Look below for the lines from the one with "add a Component interface to multiaddrs" to the one with "significantly less painful.", and copy exactly those lines, both ends included.
[Dataset extract — start]
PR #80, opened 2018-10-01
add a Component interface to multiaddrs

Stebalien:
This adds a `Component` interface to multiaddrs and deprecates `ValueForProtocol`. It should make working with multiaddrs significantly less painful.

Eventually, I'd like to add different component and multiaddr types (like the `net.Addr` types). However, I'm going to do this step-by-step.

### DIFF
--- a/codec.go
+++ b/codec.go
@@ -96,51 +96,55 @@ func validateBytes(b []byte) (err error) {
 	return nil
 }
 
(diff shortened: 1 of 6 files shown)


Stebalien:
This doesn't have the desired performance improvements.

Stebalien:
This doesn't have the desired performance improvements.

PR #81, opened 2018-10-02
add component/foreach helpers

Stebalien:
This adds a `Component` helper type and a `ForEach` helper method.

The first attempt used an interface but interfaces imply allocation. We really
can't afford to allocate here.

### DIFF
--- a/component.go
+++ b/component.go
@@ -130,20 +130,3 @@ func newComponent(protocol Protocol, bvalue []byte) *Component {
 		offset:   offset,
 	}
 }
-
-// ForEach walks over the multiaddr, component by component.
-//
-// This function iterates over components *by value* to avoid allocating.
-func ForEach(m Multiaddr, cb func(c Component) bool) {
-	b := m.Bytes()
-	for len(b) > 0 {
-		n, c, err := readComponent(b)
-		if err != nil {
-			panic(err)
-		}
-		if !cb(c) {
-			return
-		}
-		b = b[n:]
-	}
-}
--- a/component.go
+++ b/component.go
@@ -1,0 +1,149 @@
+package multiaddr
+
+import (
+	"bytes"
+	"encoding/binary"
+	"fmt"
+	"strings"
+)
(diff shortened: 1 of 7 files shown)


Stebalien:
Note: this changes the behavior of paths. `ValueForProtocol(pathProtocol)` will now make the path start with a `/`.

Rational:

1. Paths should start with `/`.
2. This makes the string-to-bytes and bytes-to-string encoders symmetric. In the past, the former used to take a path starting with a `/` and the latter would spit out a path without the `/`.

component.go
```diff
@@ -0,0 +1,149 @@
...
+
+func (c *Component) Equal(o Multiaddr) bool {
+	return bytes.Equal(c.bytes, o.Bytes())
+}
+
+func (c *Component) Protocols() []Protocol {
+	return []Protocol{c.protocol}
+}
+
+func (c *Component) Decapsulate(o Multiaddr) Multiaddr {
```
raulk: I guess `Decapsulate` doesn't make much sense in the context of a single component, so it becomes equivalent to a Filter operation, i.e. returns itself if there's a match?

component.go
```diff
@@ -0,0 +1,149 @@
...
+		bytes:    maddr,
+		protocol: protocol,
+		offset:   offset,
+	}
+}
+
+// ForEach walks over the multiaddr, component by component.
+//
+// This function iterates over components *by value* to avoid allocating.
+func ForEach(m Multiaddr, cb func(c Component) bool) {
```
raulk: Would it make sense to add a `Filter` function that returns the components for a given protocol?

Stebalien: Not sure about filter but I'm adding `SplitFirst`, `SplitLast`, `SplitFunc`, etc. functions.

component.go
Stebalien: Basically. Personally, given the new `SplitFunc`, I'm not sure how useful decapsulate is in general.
[Dataset extract — finish]
■ **Task answer**
add a Component interface to multiaddrs

Stebalien:
This adds a `Component` interface to multiaddrs and deprecates `ValueForProtocol`. It should make working with multiaddrs significantly less painful.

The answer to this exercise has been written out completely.